北斗市・函館市は、近年ふしぎな店がオープンしつつあった。隼人は自動車免許更新の帰りに、大規模書店へ寄った。入口にあるカフェでエスプレッソを注文すると、真っすぐに理学系のコーナーへ急いだ。その向かうさまは、まさにエスプレッソだった。理学系の書籍は、ふんだんに棚が設けられ、その多さに隼人は驚いた。ブライアン・グリーンの続刊が置いてあるのを見て、隼人は手を伸ばした。
隼人は仲の良い友人に、数学だけではなく、専攻の物理学の話をするのももちろん好きだった。といっても、タイムマシンやホワイトホールなどといった話はしなかった。彼はそういう話には飛びつかなかった。
「そういう話は興味ないのか?」
「質の悪いSFの産物にしか見えなくてね」と隼人は友人の問いに答える。
「それより」隼人はぎゅっとこぶしを握る。真剣な話になると彼はいつもそうした。
「二十世紀初頭の物理学の目覚ましき発展について話そう」
友人はそこでいつも彼を煙たがった。なんだ、夢のないやつだな、と。
夢か。夢ならあるさ。だけど、それがなにかははっきり分からない。輪郭を帯びていないんだ。
隼人は、まえがきを丁寧に読んだ。購入の際に決め手となるからだ、と彼は友人に主張した。ある時彼は友人にこんな質問をした。
「おまえは本を出した。その本には帯がついているが、さて、そこにはなんて書かれてあると思う?」
「なんだよ、いきなり。まるで出版社の面接で訊かれそうなことだ」
「たしかに」
隼人はこのように時たまユニークな、へんてこな質問をするのが好きだった。
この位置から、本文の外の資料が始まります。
PR #491, opened 2026-08-13
ENH: Add method to write nnc table to file

### LINKED ISSUE #469: Add method in `NestedHybridGrid` to write the nnc table to file
The `nnc_table` is a `pandas.DataFrame` which is stored as a property on the `NestedHybridGrid` class.

Users need to save the `nnc_table` to disk, as it will be required again after property upscaling to generate the final NNC table for the simulator.

Currently they need to do:

```python
nhg = NestedHybridGrid(..)
nhg.nnc_table.to_csv(filename, index=False)
```

it would be nice with a convenience method that wraps the above e.g.

```python
nhg = NestedHybridGrid(..)
nhg.write_nnc_table(filename)
```

nourinmohd:
Resolves #469 

Implemented a convenience method for writing the nested hybrid grid NNC table to disk.

## Checklist

- [ ] Tests added (if not, comment why)
- [x] Added comments on this PR where appropriate to help reviewers

### DIFF
--- a/src/fmu/tools/nestedhybridgrid/nestedhybrid.py
+++ b/src/fmu/tools/nestedhybridgrid/nestedhybrid.py
@@ -430,6 +430,10 @@ class NestedHybridGrid:
             self._nnc_table = self._compute_nnc_table()
         return self._nnc_table
 
+    def write_nnc_table(self, filename: str | os.PathLike[str]) -> None:
+        """Write the NNC mapping table to CSV."""
+        self.nnc_table.to_csv(filename, index=False)
+
     def _compute_nnc_table(self) -> pd.DataFrame:
         """Compute the NNC mapping table."""
         return _compute_nnc_table(
--- a/src/fmu/tools/nestedhybridgrid/nestedhybrid.py
+++ b/src/fmu/tools/nestedhybridgrid/nestedhybrid.py
@@ -18,6 +18,7 @@ from __future__ import annotations
 
 import logging
 import warnings
+from pathlib import Path
 from typing import TYPE_CHECKING, Any, Literal, Self, TypeAlias
 
 import numpy as np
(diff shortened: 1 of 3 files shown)


src/fmu/tools/nestedhybridgrid/nestedhybrid.py
```diff
@@ -403,6 +403,10 @@ def nnc_table(self) -> pd.DataFrame:
             self._nnc_table = self._compute_nnc_table()
         return self._nnc_table
 
+    def write_nnc_table(self, filename: str | os.PathLike[str]) -> None:
+        """Write the NNC mapping table to CSV."""
+        self.nnc_table.to_csv(filename, index=False)
```
tnatt: Suggest using Path here which is more modern 👍 you need to import it from `pathlib` if we don't already.
And I think we should ensure that output folders are created if they don't exists 🙂 You could add an extra test for that.

```suggestion
    def write_nnc_table(self, filename: str | Path) -> None:
        """Write the NNC mapping table to CSV."""
        output_path = Path(filename)
        output_path.parent.mkdir(parents=True, exist_ok=True)
        self.nnc_table.to_csv(output_path, index=False)
```

nourinmohd: - Updated `nestedhybrid.py` to use `Path`, create missing parent directories, and write via the resulting path.
- Added a regression test for nested output directories in `test_nestedhybrid.py`.

nourinmohd:
- Add a test that output folders are created if they don't exist.

tests/nestedhybridgrid/test_nestedhybrid.py
```diff
@@ -443,6 +443,34 @@ def _has_single_row(i1, j1, k1, i2, j2, k2, direction):
         # right neighbor → connects to I+ face of refined patch
         assert _has_single_row(i1=3, j1=2, k1=1, i2=6, j2=2, k2=1, direction="I-")
 
+    def test_write_nnc_table_writes_csv_without_index(self, tmp_path):
+        """NNC table can be written to CSV without the pandas index."""
+        grid = xtgeo.create_box_grid((3, 3, 1))
+
+        region = xtgeo.GridProperty(grid, name="REGION", discrete=True, values=0)
+        region.values[1, 1, 0] = 1
+
```
tnatt: You could utilize the existing `_make_box_grid_with_region` to reduce some code in your tests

だから友人からはよく「いままで会ったことのないタイプ」とか「哲学的なひと」とかよく言われていた。たまに難しい思索に至るのはどうしてだろう、と自身でも考えることがあるようだった。だから先日の日本海でのことだって、急に運命と孤独について考えだすに至ったのかもしれない。隼人は、難しいひとなのだ。
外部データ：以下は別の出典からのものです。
PR #492, opened 2026-08-13
ENH: Add original I,J,K as properties in NestedHybridGrid

### LINKED ISSUE #470: Add original I,J,K as properties in the `NestedHybridGrid`
The original I, J, K values (row, col, layer) should be preserved and added as properties on the `NestedHybridGrid` class.

There are multiple use cases where the original IJK is necessary to know, e.g. for post-processing purposes. These properties could easily be transferred from the original input grid to the nested grid by appending them as properties to the coarse grid before the grid merge is run. This will transfer the property automatically to the nested grid by the `grid_merge()` functionality.

In the `_build_nested_hybrid_grid()` we could after appending the input region add these lines:

```python
for prop in coarse_grid.get_ijk(names=("I_orig", "J_orig", "K_orig")):
    coarse_grid.append_prop(prop)

```
This will append I,J,K to the grid with the names  `I_orig,` `J_orig,` and `K_orig`. They will then appear and be available in the `properties` property and can also be fetched from the final nested hybrid grid like so  `nhg.grid.get_prop_by_name("I_orig")`

nourinmohd:
Resolves #470 

- Adds preservation of original grid I/J/K coordinates for `NestedHybridGrid`.

- `_build_nested_hybrid_grid()` now appends `I_orig, J_orig`, and `K_orig` properties to the coarse grid before refinement and merge, allowing `xtgeo.grid_merge() `to transfer them automatically to the final nested hybrid grid. These properties are available through `nhg.properties` and `nhg.grid.get_prop_by_name(...)`.

- Also updates the nested hybrid grid property test to verify the new properties are present and retain the original 1-based coordinates.

## Checklist

- [ ] Tests added (if not, comment why)
- [x] Added comments on this PR where appropriate to help reviewers


nourinmohd:
- Add a constant for the I_org, J_org, and K_org instead of passing them as strings.

src/fmu/tools/nestedhybridgrid/nestedhybrid.py
```diff
@@ -40,6 +40,7 @@
 FaceDirection: TypeAlias = Literal["i+", "i-", "j+", "j-", "k+", "k-"]
 IJKIndex: TypeAlias = tuple[int, int, int]
 BoundaryCellFace: TypeAlias = tuple[IJKIndex, IJKIndex, FaceDirection]
+ORIGINAL_IJK_PROPERTY_NAMES = ("I_orig", "J_orig", "K_orig")
```
alifbe: We discussed a bit and thinking that perhaps the property name can be `parent_I`, `parent_J` and `parent_K`

tests/nestedhybridgrid/test_nestedhybrid.py
```diff
@@ -380,17 +384,33 @@ def test_nestedhybridgrid_properties_as_expected(self):
         nhg = NestedHybridGrid(coarse_grid=grid, region=region, refinement=(2, 2, 2))
 
         # check that the region property is attached to the merged grid
-        assert len(nhg.properties) == 2
+        assert len(nhg.properties) == 5
 
         prop_names = [prop.name for prop in nhg.properties]
-        assert set(prop_names) == {"CUSTOM", "REGION"}
+        assert set(prop_names) == {"CUSTOM", "REGION", "I_orig", "J_orig", "K_orig"}
```
alifbe: Since you already imported the property names constant, perhaps you can use it here.

tests/nestedhybridgrid/test_nestedhybrid.py
```diff
@@ -380,17 +384,33 @@ def test_nestedhybridgrid_properties_as_expected(self):
...
-        region_prop = nhg.properties[0]
+        region_prop = nhg.grid.get_prop_by_name("REGION")
 
         assert isinstance(region_prop, xtgeo.GridProperty)
         assert region_prop.name == "REGION"
         assert region_prop.values.shape == nhg.grid.dimensions
 
+        i_orig = nhg.grid.get_prop_by_name("I_orig")
+        j_orig = nhg.grid.get_prop_by_name("J_orig")
+        k_orig = nhg.grid.get_prop_by_name("K_orig")
```
alifbe: Similar as above.

alifbe (changes requested):
These properties is very useful for mapping between nested grid and parent grid which is hopefully can be fully automated from within NHG class. So, at least for now, we don't see the needs for this property to be exported to RMS. Please ensure that `.to_rms()` method doesn't export these IJK properties.

nourinmohd:
Implemented:

- Renamed IJK properties to `parent_I, parent_J, and parent_K`.
- `.to_rms()` now excludes these internal mapping properties.
- Updated tests to use `ORIGINAL_IJK_PROPERTY_NAMES`.

tnatt (approved):
This looks good to me 🙂 
We might want to add some info regarding these properties into the documentation, to inform they are there.. but we can maybe wait and see if the need arises. If there is a need, the best solution would perhaps be to add a flag in the `to_rms` function to easily store these properties in rms.

alifbe (approved):
Looks great. Please consider changing the commit message. For some case where user do nested over nested, original could be interpreted as origin grid. But in this case, the property that is created is direct parent.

ブライアン・グリーンの次はなにか。次は数学の本だと思って棚から目を放したその時のことだった。書店の照明が妙に気になって天井を見上げた。まばゆい光が点滅するのを感じ、目を一度瞑る。そして目を開き、つぶやいた。一瞬、なにかが見えた。
「白と黒の世界・・・?」
大学初年度の頃に受けた一般教養の講義の際に教材として観た、フランス映画「恐怖の報酬」のなかでの一幕。爆薬運びの末に待っているものは・・・。隼人は家族からの電話を受けるために、講義室から一時的に退出しなければならなかった。だから、そのときの映画のシーンを知らないのだ。それもラストシーンだった。だから彼は「恐怖の報酬」のラストシーンを知らない。ある意味、隼人にとって、「恐怖の報酬」は未完のままずっと心のなかに大切に保管されているのだ。